■ What is required
Go through the listing and copy each line with the string "find".

==*==

PR #946, opened 2026-05-12
settingswindow: add searchable settings input

### LINKED ISSUE #751: [Feature request] Search in options
Recently I've seen quite a few apps doing this: adding a search bar for options to make it easier to find the setting you are looking for.
Firefox:
Image

VLC:

Image

Thoxy67:
There's so many options in the settings that I couldn't always find what I was looking for, so I added a small search bar at the top of the Options window.
It just filters the left tree as you type, matches against category names, setting labels, combo box entries, and even keyboard shortcuts (both action names and the keys themselves, so typing "space" or "play" both work).
While I was at it I also gave the right pane title a small header bar so it's a bit more obvious where you are, and made it follow the theme.

Translated the new placeholder to French. Other languages will show the English string until someone translates it.

Resolves #751 

Sorry this is the last one for today but I think would make life easier for many people

[Enregistrement d'écran_20260512_193818.webm](https://github.com/user-attachments/assets/34af77f2-1c82-4be4-82ba-a65772939eb4)

### DIFF
--- a/src/settingswindow.cpp
+++ b/src/settingswindow.cpp
@@ -6,6 +6,7 @@
 #include <QColorDialog>
 #include <QStyleHints>
 #include <QToolTip>
+#include <QToolButton>
 #include "logger.h"
 #include "platform/unify.h"
 #include "settingswindow.h"
@@ -353,6 +354,13 @@ SettingsWindow::SettingsWindow(QWidget *parent) :
     setupColorPickers();
     setupUnimplementedWidgets();
     ui->pageStack->installEventFilter(this);
+
+    buildPageSearchIndex();
+
+    int headerHeight = std::max(ui->pageLabel->sizeHint().height(),
+                                ui->optionsSearchField->sizeHint().height());
+    ui->pageLabel->setFixedHeight(headerHeight);
+    ui->optionsSearchField->setFixedHeight(headerHeight);
 }
 
 SettingsWindow::~SettingsWindow()
@@ -386,6 +394,7 @@ void SettingsWindow::updateLanguage()
     ui->retranslateUi(this);
     ui->videoPresetApplied->clear();
     takeKeyMap(acceptedKeyMap);
+    buildPageSearchIndex();
 }
 
 void SettingsWindow::setupPageTree()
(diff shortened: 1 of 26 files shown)


src/settingswindow.cpp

==*==

■ Task solution
Recently I've seen quite a few apps doing this: adding a search bar for options to make it easier to find the setting you are looking for.
There's so many options in the settings that I couldn't always find what I was looking for, so I added a small search bar at the top of the Options window.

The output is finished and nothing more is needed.